SUPPLIED DATA –
PR #97, opened 2023-04-18
docs: add usage example

autonome:


README.md
```diff
@@ -11,6 +11,18 @@
...
+
+```
+import { createHelia } from 'helia';
+
+const ipfs = await createHelia();
+
+const myImmutableAddress = ipfs.add(JSON.stringify({ foo: "bar" }));
+
+console.log(ipfs.get(myImmutableAddress));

WHAT THIS TASK INVOLVES – Output the records above in their entirety, exactly.

ANSWER SECTION –
PR #97, opened 2023-04-18
docs: add usage example

autonome:


README.md
```diff
@@ -11,6 +11,18 @@
...
+
+```
+import { createHelia } from 'helia';
+
+const ipfs = await createHelia();
+
+const myImmutableAddress = ipfs.add(JSON.stringify({ foo: "bar" }));
+
+console.log(ipfs.get(myImmutableAddress));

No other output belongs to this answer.